If he changed the boot splash screen its kind of obvious that the units are hacked, but dswallow is right if you tell him to just mount the dish and run the cable andyou do the rest he will be more than happy to get paid NOT to do something. Also I have found that for a nominal donation to his beer fund, most installers are glad to do darn near anything. ie extra drop in this room or that for that matter maybe even pull a cat 5 cable or 3 for you if it is just going to the same location as the coax.


----------



## tonypitt (May 9, 2004)

JWThiers said:


> If he changed the boot splash screen its kind of obvious that the units are hacked, but dswallow is right if you tell him to just mount the dish and run the cable andyou do the rest he will be more than happy to get paid NOT to do something. Also I have found that for a nominal donation to his beer fund, most installers are glad to do darn near anything. ie extra drop in this room or that for that matter maybe even pull a cat 5 cable or 3 for you if it is just going to the same location as the coax.


As you noted, the splash screen has been changed, so in that respect it's pretty obvious that the units are hacked.

As far as just having him run cable but not hooking it up to my equipment: Every time I've had an install or maintenance guy come out, they've used the signal strength meter to verify that the dish is pointed correctly and receiving all channels. For me to ask the guy to set things up, but then not actually see a picture on any TV seems like a recipe for a problem.

I think that if I dig around a bit I might be able to find an unhacked R10 in a closet. Maybe I can have that around for use with the install and say the others are still "packed". Maybe if they'll give me one for free I'll have DirecTV give me an R15 to play with.

Thanks for the info here. If anyone else has any experience of having an install with hacked units, I'd appreciate hearing about it.


----------



## JWThiers (Apr 13, 2005)

Then again I don't think they really care.


----------



## 73cuda (May 21, 2007)

That's what I've been thinking, why would the installer care ? As long as he can get strong signals and all the channels you're supposed to get I think the installer will be happy and move on to his next job. You're not stealing service.


----------



## Gunnyman (Jul 10, 2003)

My installer asked for a copy of my Zipper install CD's


----------



## JWThiers (Apr 13, 2005)

I made my own.


----------



## Billdkid (Jun 11, 2007)

Believe me we dont care if you dont


----------



## Soapm (May 9, 2007)

JWThiers said:


> Then again I don't think they really care.

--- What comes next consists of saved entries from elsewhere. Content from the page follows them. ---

Issue #581, opened 2023-10-21
Electron- Error: crypto.getRandomValues() not supported


Rajatkalsotra:
Tried this for an electron app (electron-vite), but getting this error when trying to run electrify(db, schema, config) . 

PG db schema:

CREATE TABLE IF NOT EXISTS "todos" (
    "id" TEXT NOT NULL,
    "title" TEXT NOT NULL,    
    CONSTRAINT "todo_pkey" PRIMARY KEY ("id")
);

Error message:

applying migration: 0
applying migration: 20231019152134_192
Error: crypto.getRandomValues() not supported. See https://github.com/uuidjs/uuid#getrandomvalues-not-supported

Discord link: https://discord.com/channels/933657521581858818/1164503440773353516

Rajatkalsotra:
Thanks @balegas

PR #585, opened 2023-10-23
remove genUUID and unused useRandom hook

balegas:
Use of `crypto` was creating problems with some platforms. This was also redundant because we also define a `uuid()` function.

- [ ] https://github.com/electric-sql/website/pull/65


thruflo:
`genUUID` is used in a bunch of places. Examples, docs, etc.

balegas:
yep, pushed another commit right now. Checking if examples are still working (website is okay)

balegas:
Tested with Expo and React native to double-check that `uuid()` polyfills are working on mobile environments.

Had to fiddle with React Native to get it working. I initially thought that this was because of upgrading to Sonoma, but apparently is a global issue: https://github.com/CocoaPods/CocoaPods/issues/12081

I got things working for me. @kevin-dp @thruflo could one of you check that React Native is also broken for you.  If yes, I'll provide instructions.

balegas:
- [ ] revert unintended formatting changes in sessions file

thruflo:
Attempting to verify. If I can get an 8GB iOS Simulator upgrade down over pub wifi ...

thruflo:
React Native works fine for me.

thruflo:
Screenshot 2023-10-24 at 11 45 03

balegas:
Cool. No hassle installing ruby libraries?

thruflo:
Only with my own Xcode tooling.

balegas:
Will be merging this since changes are not related with the instructions for React Native failing for me. Created a new issue to review React Native instructions with more recent version of cocoa pods.

balegas:
@thruflo still need an approval

balegas:
> @balegas how can i run this?
> 
> Because how it is configured it will use the published Electric image. If i do that i get errors. Should i run against a local build? But that's a bit tricky as it requires all the changes to expose the necessary ports.

@kevin-dp not sure if I missed something, but the answer is the same way you tested applications before, because nothing changed.

kevin-dp:
> > @balegas how can i run this?
> > Because how it is configured it will use the published Electric image. If i do that i get errors. Should i run against a local build? But that's a bit tricky as it requires all the changes to expose the necessary ports.
> 
> @kevin-dp not sure if I missed something, but the answer is the same way you tested applications before, because nothing changed.

I don't think this works since we introduced the proxy and now the latest published image also uses the proxy but this app is not using the proxy.

balegas:
@samwillis pulling you in on this one after conversation yesterday.
I opened this PR because `genUUID()` was causing problems and I decided to converge code to using `uuid()`. 

As you point out, we're overriding a global variable, so maybe we need to handle this better. We do that to ensure we use the right dep for the different envs. If we have one that works across that would simplify code. I think initially we decided not to go with a js-based approach because of higher collision rate. I'm happy with that tradeoff.

If you wish to fix this as part of your refactoring, I'm very happy. Otherwise, leave a comment here so we can pick it up later.

balegas:
I'm, closing this PR and requesting #581 to be solved in VAX-1352

PR #588, opened 2023-10-24
chore(electric): Rewrite the splitting algorithm in Proxy.Injector to be more concise

alco:
This is a follow-up to https://github.com/electric-sql/electric/pull/587#discussion_r1368945549.


alco:
@magnetised The list of commits here is changing due to ongoing rebases. All I wanted you to take a look at is the last commit -- that's the only one that's new.

magnetised (approved):
tweaky, love it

Naw, they don't work for Tivo...


----------



## trainman (Jan 29, 2001)

Had a technician (and a trainee) out today to move and realign my dish, because a tree had grown in its way. (Probably could have done it myself, except that it's on the roof of my apartment building, and I'm not allowed up there.)

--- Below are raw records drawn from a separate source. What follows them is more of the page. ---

PR #590, opened 2023-10-24
chore(examples): Update Linearlite to use the Proxy and new types

samwillis:
This updates linearlite to use the Proxy and new types.

Of the new times we are using `timestamp` and 'uuid'.

The only difference between the files from the starter and their copies in this example is that they have been renamed from `*.js` to `*.cjs`. This example has `"type": "module"` set in `package.json`, by renaming the scripts to `*.cjs` they continue to work unmodified. Without this they would have to be converted to ESM with "import" rather than "require" syntax.

`builder.cjs` is included in the project but not used to build the app, it uses Vite. It is inspected for port definitions by other scripts from the starter and so cannot be deleted without modifying them.

Testing this PR requires running the app against a locally built Electric, ts-client, and generator.
- modify linearlite to use the local Electric image (because it has not yet been published to Docker hub)
   i.e. in `linearlite/backend/compose/.envrc` change the `ELECTRIC_IMAGE` env var to be `electric:local-build`.
- modify linearlite to use our packed ts-client:
    - change the electric-sql dependency in `linearlite/package.json` to be `"electric-sql": "file:<path to electric mono 
    - change the `@electric-sql/prisma-generator` dependency in `linearlite/package.json` to be `"@electric-sql/prisma-generator": "file:<path to electric mono 
- install dept
   - `npm install`
- Download [data.zip](https://github.com/electric-sql/electric/files/13215996/data.zip) and extract to db/data
- now run the app: 
   - `npm run reset` to start the docker images, run migrations, load data, generate client
   - `npm run start` to start the dev server


examples/linearlite/db/migrations/01-create_tables.sql
```diff
@@ -5,8 +5,8 @@ CREATE TABLE IF NOT EXISTS "issue" (
     "description" TEXT NOT NULL,
     "priority" TEXT NOT NULL,
     "status" TEXT NOT NULL,
-    "modified" TEXT NOT NULL,
-    "created" TEXT NOT NULL,
+    "modified" TIMESTAMP NOT NULL,
```
alco, line 8: `TIMESTAMPTZ` is a better choice for storing a point in time because it's interpreted correctly in different time zones by the clients. `TIMESTAMP`, on the other hand, works more like a photo of a wall clock, so every client will see the same time but will think that it's local to their time zone.

thruflo: Could we not also use UUIDs for the primary key IDs?

samwillis: Currently the ids from the imported dataset are ints (as strings), only new issues/comments get uuids. 

A future change would be to assign a UUID to each imported issue, maybe deterministically, an maybe something to then show as a demo of how to do it.

alco (approved):

examples/linearlite/package.json
```diff
@@ -1,24 +1,25 @@
...
-    "backend:start": "docker compose --env-file backend/compose/.envrc -f backend/compose/docker-compose.yaml up",
-    "backend:stop": "npm run backend:down",
-    "backend:up": "docker compose --env-file backend/compose/.envrc -f backend/compose/docker-compose.yaml up --detach",
-    "client:generate": "npx electric-sql generate",
-    "client:watch": "npx electric-sql generate --watch",
-    "db:migrate": "node ./db/migrate.js",
-    "db:psql": "node ./db/connect.js",
+    "backend:start": "node ./backend/startCompose.cjs",
+    "backend:stop": "docker compose --env-file backend/compose/.envrc -f backend/compose/docker-compose.yaml stop",
+    "backend:up": "node ./backend/startCompose.cjs --detach",
```
kevin-dp, line 9: could we call `backend:start` and pass the `--detach` option?
Like so: `npm run backend:start --detach`

examples/linearlite/package.json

Anyway, they saw the "TiVo Unleashed" boot screen that's the Zipper default. They saw the Linksys wireless access point connected to a USB port on the TiVo. These items seemed to have no impact on them whatsoever.

But the tech did mention to the trainee that "the new DVR boots up much faster." I mumbled something about how much I liked the TiVo software, and that was that.


----------



## Soapm (May 9, 2007)

trainman said:


> But the tech did mention to the trainee that "the new DVR boots up much faster."


I'm sure that meant a lot to the trainee??? "New, how will I know new? How old is this one?"


----------